Start of Block

PR #406, opened 2026-08-05
Redact credentials from data-source error logs

DarriEy:
## The leak

`aiohttp`'s `ClientResponseError` stringifies to include the full request URL. Three sources in `official.py` pass their credential as the **first** query parameter and then log `str(exc)[:120]`:

| site | param | exposure |
|---|---|---|
| `:185` Congress | `api_key` | 40-char key at chars 71–110 — **fully inside the slice** |
| `:159` BEA | `UserID` | 36-char GUID — fully inside |
| `:224` EIA | `api_key` | ~30 of 40 chars survive |

Reproduced against the installed aiohttp 3.14.3:

```
LOGGED: 403, message='Forbidden', url='https://api.congress.gov/v3/bill?api_key=AbCd…ABCD&format=
KEY LEAKED IN FULL: True
```

The trigger is the *normal* failure mode for a metered API — 403 over-quota, 401 after rotation — and `logging.json_format: true` persists it to `auramaur.log`.

Truncation is not a mitigation: the key is early in the URL *because* it is the first parameter. `newsapi.py:71` escapes only by luck (`apiKey` is last and `[:80]` cuts before it). BLS is safe because its key is in the POST body.

## The fix

Fixing the three instances would leave the next source that passes a key as a query param to rediscover this. So: `redact_error()` in `data_sources/base.py`, applied to **all 27** exception-logging sites in the package.

- **Redaction precedes truncation**, so a short limit can't slice into a key the redactor would have covered.
- Known secret parameter names redacted by name (`api_key`, `apikey`, `key`, `token`, `access_token`, `auth`, `user_id`, `userid`, `secret`, `password`, `sig`, `signature`).
- A long-opaque-value backstop (`[A-Za-z0-9_-]{20,}`) covers parameter names nobody enumerated — verified by a test using a made-up `subscription_credential=`.
- Diagnostic value preserved: status, host and ordinary params (`format=json`, `limit=20`) still log.

## Tests

`tests/test_error_redaction.py` — 6 tests built on real `ClientResponseError` objects, not mocks: the Congress reproduction, BEA/EIA, the unknown-name backstop, redaction-before-truncation, non-destruction of ordinary params, and plain-string/non-HTTP inputs.

## Verification

- `tests/test_error_redaction.py`: 6 passed
- Full suite: **2112 passed, 5 skipped, 0 failed**
- `ruff==0.15.22 check` — clean

## ⚠️ Operator action required

This PR stops the leak going forward. It does not clean up what has already been written. **If Congress, BEA, or EIA have ever returned an error while those keys were configured, the keys are sitting in your log files in cleartext and should be rotated.** Worth grepping `auramaur.log*` for `api_key=` and `UserID=` to confirm scope.

### DIFF
--- a/auramaur/data_sources/aggregator.py
+++ b/auramaur/data_sources/aggregator.py
@@ -12,7 +12,7 @@ from typing import TYPE_CHECKING
 
 import structlog
 
-from auramaur.data_sources.base import DataSource, NewsItem
+from auramaur.data_sources.base import DataSource, NewsItem, redact_error
 if TYPE_CHECKING:
     from auramaur.lineage_observer import LineageObserver
 
@@ -112,9 +112,16 @@ class Aggregator:
                                    round((time.monotonic() - before) * 1000), "",
                                    datetime.now(tz=timezone.utc).isoformat(), mode))
                 return items
+            # 2026-08-06: these two rows are the package's catch-all sink. They
+            # catch whatever propagates out of *any* source — including a source
+            # that forgets to redact its own logging — and their 500-char window
+            # is four times wider than any per-source site. They also outlive the
+            # log: the text lands in source_fetches.error in the trading DB, which
+            # the read-only web dashboard renders. Redact before it is durable.
             except TimeoutError as exc:
                 fetch_rows.append((run_id, source_name, "timeout", 0,
-                                   round((time.monotonic() - before) * 1000), str(exc)[:500],
+                                   round((time.monotonic() - before) * 1000),
+                                   redact_error(exc, 500),
                                    datetime.now(tz=timezone.utc).isoformat(),
                                    getattr(source, "information_mode", "production")))
                 logger.warning("aggregator_source_timeout", source=source_name,
@@ -122,7 +129,8 @@ class Aggregator:
                 return []
             except Exception as exc:
                 fetch_rows.append((run_id, source_name, "error", 0,
-                                   round((time.monotonic() - before) * 1000), str(exc)[:500],
+                                   round((time.monotonic() - before) * 1000),
+                                   redact_error(exc, 500),
                                    datetime.now(tz=timezone.utc).isoformat(),
                                    getattr(source, "information_mode", "production")))
                 logger.exception(
--- a/auramaur/data_sources/base.py
+++ b/auramaur/data_sources/base.py
@@ -22,7 +22,11 @@ _SECRET_PARAM_RE = re.compile(
 )
 # Backstop for parameters we have not enumerated: any value that is long and
 # opaque is treated as a credential regardless of its name.
-_OPAQUE_VALUE_RE = re.compile(r"([?&][A-Za-z0-9_.-]+=)([A-Za-z0-9_-]{20,})")
+# 2026-08-06: '%' belongs in the value class. aiohttp percent-encodes the
+# reserved characters of a standard-base64 secret ('+' -> %2B, '=' -> %3D), and
+# without '%' the escape splits the value into runs shorter than the 20-char
+# threshold — so `?cred=AbCdEfGhIj%2FKlMnOpQrStUvWxYz0123` survived intact.
+_OPAQUE_VALUE_RE = re.compile(r"([?&][A-Za-z0-9_.-]+=)([A-Za-z0-9_%-]{20,})")
 
 
 def redact_error(exc: BaseException | str, limit: int = 120) -> str:
--- a/auramaur/data_sources/base.py
+++ b/auramaur/data_sources/base.py
@@ -2,10 +2,38 @@
 
 from __future__ import annotations
 
+import re
 from datetime import datetime, timezone
 from typing import Protocol, runtime_checkable
 
 from pydantic import BaseModel, Field, field_validator
+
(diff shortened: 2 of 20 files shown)


DarriEy:
Amendments applied and pushed as a fast-forward, 9e22713..67b485a (Claude, 2026-08-06) — no rebase, so the stacked #407 is unaffected. Container verification: 2113 passed, coverage 66% >= 65.0, ruff clean. Both new tests confirmed as genuine regression guards (stashing base.py alone fails exactly the percent test; stashing aggregator.py alone fails exactly the aggregator test).

1. **aggregator.py catch-all now redacted.** Both fetch_rows arms (timeout and generic Exception) route through redact_error(exc, 500). Persistence confirmed end to end: fetch_rows -> LineageObserver._write_ingestion -> INSERT INTO source_fetches(error) -> read back by monitoring/readiness.py. This is the sink that mattered most: catch-all for every source, 4x the window of any site the PR fixed, and it lands in the trading DB rather than a log file.
2. **Percent-encoding evasion closed** — value class now [A-Za-z0-9_%-]{20,}. Probes verified against installed aiohttp/yarl: a base64 key under an un-enumerated name went from fully visible to `cred=<redacted>`, while format=json / limit=20 / series=UNRATE survive byte for byte.
3. **rss.py:142 covered** (error=str(result) -> redact_error(result), 120 default matching the PR own bare-call sites).

**Corrections to my earlier review, for the record:**
- My stated mechanism was half wrong. yarl encodes + -> %2B and = -> %3D but leaves `/` RAW in a query value, so the %2F in my probe only occurs when a caller pre-encodes. The common params= path produces %2B/%3D. Adding % covers both — the fix stands, the reasoning needed fixing.
- **A related evasion remains open by deliberate choice:** `/` is still absent from the value class, so ?cred=<base64-with-slash> passes through unredacted. Adding `/` would redact ordinary path-shaped params (?redirect=/some/long/path) at real diagnostic cost, so it deserves its own decision rather than a silent widening. Recorded in the commit body as a known residual. Enumerated names (api_key, UserID, ...) are unaffected either way.
- **Still unredacted, out of scope:** logger.exception at aggregator.py:136 emits the full traceback whose last line carries the raw URL. Log file only, not the DB. Fixing it means restructuring exception logging.

Merging now, ahead of #407 which is stacked on this branch.

DarriEy:
## Follow-up: the opaque-value backstop was defeatable

While scoping the actual exposure, @DarriEy found that the backstop regex omits `/` — and it turns out to be worse than that. `[A-Za-z0-9_-]{20,}` is defeated by `/`, `+` **and** percent-encoding, because the run before the first such character falls under the 20-char threshold and nothing matches at all. Verified:

```
LEAKS  base64 with slash, unknown param name
LEAKS  base64 with plus
LEAKS  percent-encoded
ok     plain opaque (control)
```

All three leaked in full, not partially.

Fixed by terminating at a real delimiter — `[^&\s'"]{20,}` — the same terminator set the named-parameter rule already used. Four new parametrized tests cover base64-with-slash, base64-with-plus, percent-encoded and a dotted JWT, each under a parameter name deliberately not in the enumerated list, plus one asserting short diagnostic params still survive.

Worth recording why this happened: enumerating the characters a secret may contain is the same losing move as enumerating the ways untrusted text can be unsafe — which is the bug this same audit found in `sweep_invariants.py`'s `untrusted-repr` check, fixed the same way. Both enumerations were written from the author's imagination, and the gap was precisely what wasn't imagined.

## Scope correction on this PR

The audit's scan came back clean across log files (38 MB incl. 3 rotations), 18 error-bearing DB columns across 104 tables (2,572 rows carrying error text), and container stdout — **0 matches everywhere**. The reason is structural: Congress, BEA and EIA are not configured, so the leak path was never reachable. The only credentialed source in use is FRED, which goes through `fredapi`, whose exceptions don't embed the URL.

So this PR is prophylactic, not remediation. **No key rotation is required.** It closes the hole before those sources are ever enabled — including the aggregator sink that would have written the values into the trading DB.

DarriEy:
Reconciliation note — we fixed this concurrently.

67b485a landed while I was working on the same gap. I fetched, read it, and **rebased on top rather than force-pushing**; nothing of yours was discarded. Final order:

```
8d9ce0a  Stop enumerating the value class; terminate at the delimiter
67b485a  Close three gaps in data-source error redaction
9e22713  Redact credentials from data-source error logs
```

Two things your commit caught that mine did not, and they are the more important half:

- **`aggregator.py`** — the widest sink, and the only one that outlives the log file. Its error text is written to `source_fetches.error` and rendered by the read-only dashboard. I had scoped this to log files only and would have left the DB sink open.
- **`rss.py:142`** — a missed sibling in a file whose other site was already converted. Exactly the pattern this whole review kept finding.

My commit only supersedes the one line we both touched, and it answers the residual yours explicitly left open. Worth noting the failure mode was worse than `/`: `/`, `+` and `%` each caused the secret to leak **in full**, not partially — the run before the first out-of-class character is under the 20-char threshold, so the regex matches nothing at all rather than matching part of it.

Both test suites are kept intact — your aggregator-persistence test and the four parametrized backstop cases. 2119 passed, ruff clean.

End of Block

What this task involves — Retype exactly the lines above, from the one with "from datetime import datetime, timezone" through the one with "Amendments applied and", inclusive.

Exercise result —
 from datetime import datetime, timezone
 from typing import Protocol, runtime_checkable
 
 from pydantic import BaseModel, Field, field_validator
+
(diff shortened: 2 of 20 files shown)


DarriEy:
Amendments applied and pushed as a fast-forward, 9e22713..67b485a (Claude, 2026-08-06) — no rebase, so the stacked #407 is unaffected. Container verification: 2113 passed, coverage 66% >= 65.0, ruff clean. Both new tests confirmed as genuine regression guards (stashing base.py alone fails exactly the percent test; stashing aggregator.py alone fails exactly the aggregator test).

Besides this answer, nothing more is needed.